▼▼▼

PR #2797, opened 2021-02-19
send all log messages from server, simplify LogPanel

bafolts:
This changes the log route to always return every game log. The JSON response is now gzip encoded which should limit the bandwidth we are sending. Eventually will also add `br` but will wait to see `gzip` working first. With every log message coming back from the server the `LogPanel` component now filters by the available generations. This should allow us to bridge the gap with the production data that only has the last 50 log messages.

I tested this on a new game as well as a game running on terraforming-mars.herokuapp.com. The games missing the game log entries show as many generations as they have available.


src/server.ts
```diff
@@ -528,7 +528,7 @@ function serveAsset(req: http.IncomingMessage, res: http.ServerResponse): void {
     const compressed = fileCache.get('styles.css.gz');
     contentType = 'text/css';
     file = 'styles.css';
-    if (compressed !== undefined && supportsEncoding(req, 'gzip')) {
+    if (compressed !== undefined && Route.supportsEncoding(req, 'gzip')) {
```
kberg, line 531: Moving 'Route' to a static class isn't a bad idea, between you and me that will happen naturally.

But this method is very different from all the other Route methods; this one is just about an incoming request, all the other ones are about outgoing responses. Is this the right place for this method?

kberg: And also as serverAsset becomes its own handler, this function will fit perfectly inside it. For now, no change, I suppose, but I'll probably move Route.supportsEncoding in ServeAsset.

src/components/LogPanel.ts
```diff
@@ -237,11 +239,10 @@ export const LogPanel = Vue.component('log-panel', {
     },
   },
   mounted: function() {
-    fetch(`/api/game/logs?id=${this.id}&limit=${raw_settings.logLength}&generation=${this.selectedGeneration}`)
+    fetch(`/api/game/logs?id=${this.id}`)
```
kberg, line 242: Every time an event occurs the entire log will be sent down? This sounds ... inefficient and expensive. What are your thoughts? I suspect logs for a single generation are still valuable as the game generally proceeds. But that can be reinstated as an optimization, because I can see edge cases where that can be done wrong.

kberg (commented):
I approve, but if I click 'Approve' someone might merge it. The ui portion deserves someone else's opinion.

chosta:
I quite like the direct approach. The pause/resume functionality was the wrong path to take, I should have considered discussing the options first. This seems ready to go.

chosta (approved):

alrusdi (approved):

src/components/LogPanel.ts
bafolts: This isn't ideal but we are missing generation data in production due to a bug where we end up with only the last 50 messages. After 10 days have passed the games with the missing logs should work their way out of the database through our purge process. This is inefficient and expensive but I can't think of a cheaper way until the games with the missing log data are out of production. Since some games right now are missing generational data, error handling would have to be implemented which isn't needed once these games are purged.

If this goes out and proves to increase CPU dramatically we could write the gzipped JSON for the log data to memory so that when this route it requested we only have to pull the logs from memory like any other asset. This is expensive but I think this provides enough value to games that it is worth the cost. When I first added the separate log route I wish I hadn't had the bug where only the last 50 messages were kept. This would at least have shown what the memory impact was going to look like first. With string interning I don't _think_ the memory impact will be that significant since most of the log messages are strings we re-use often.

src/server.ts
bafolts: I moved this to what seemed like the best fit at the time since I wanted to re-use the function and didn't want to import it from `server` creating a circular dependency. I agree this isn't ideal. Moving this to another place is recommended. Until this change is merged I can't update terraforming-mars.herokuapp.com without breaking currently running games so there was some urgency behind this.

kberg: > I moved this to what seemed like the best fit at the time since I wanted to re-use the function and didn't want to import it from `server` creating a circular dependency. I agree this isn't ideal. Moving this to another place is recommended. Until this change is merged I can't update terraforming-mars.herokuapp.com without breaking currently running games so there was some urgency behind this.

Perfectly fine.

src/components/LogPanel.ts
kberg: We shall see!

kberg (approved):

bafolts:
Was hoping to have all the log messages stored when the log route was added. Didn't realize we were only storing the last 50 log messages until looking at the @chosta PR. We have a high number or games played on some server but most of them are single player games. In a single player game you would have to log a lot per generation to end up with over 50 log messages. I will keep an eye on this throughout the day once this is merged.

The new log route using gzip is expensive for a CPU task but the route should only be hit on a page refresh or if another player has made a move. Heroku has an unwritten 2 terabyte limit so I added the gzip as it dramatically cuts down on the payload size. This may be an early optimization which backfires.

For users running the server locally or casually I don't expect any performance issues. For high traffic servers could very well be another PR from me in due time.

▲▲▲

Exercise aim: In the records above, locate each line with the word "most". Copy all such lines.

Exercise output:
If this goes out and proves to increase CPU dramatically we could write the gzipped JSON for the log data to memory so that when this route it requested we only have to pull the logs from memory like any other asset. This is expensive but I think this provides enough value to games that it is worth the cost. When I first added the separate log route I wish I hadn't had the bug where only the last 50 messages were kept. This would at least have shown what the memory impact was going to look like first. With string interning I don't _think_ the memory impact will be that significant since most of the log messages are strings we re-use often.
Was hoping to have all the log messages stored when the log route was added. Didn't realize we were only storing the last 50 log messages until looking at the @chosta PR. We have a high number or games played on some server but most of them are single player games. In a single player game you would have to log a lot per generation to end up with over 50 log messages. I will keep an eye on this throughout the day once this is merged.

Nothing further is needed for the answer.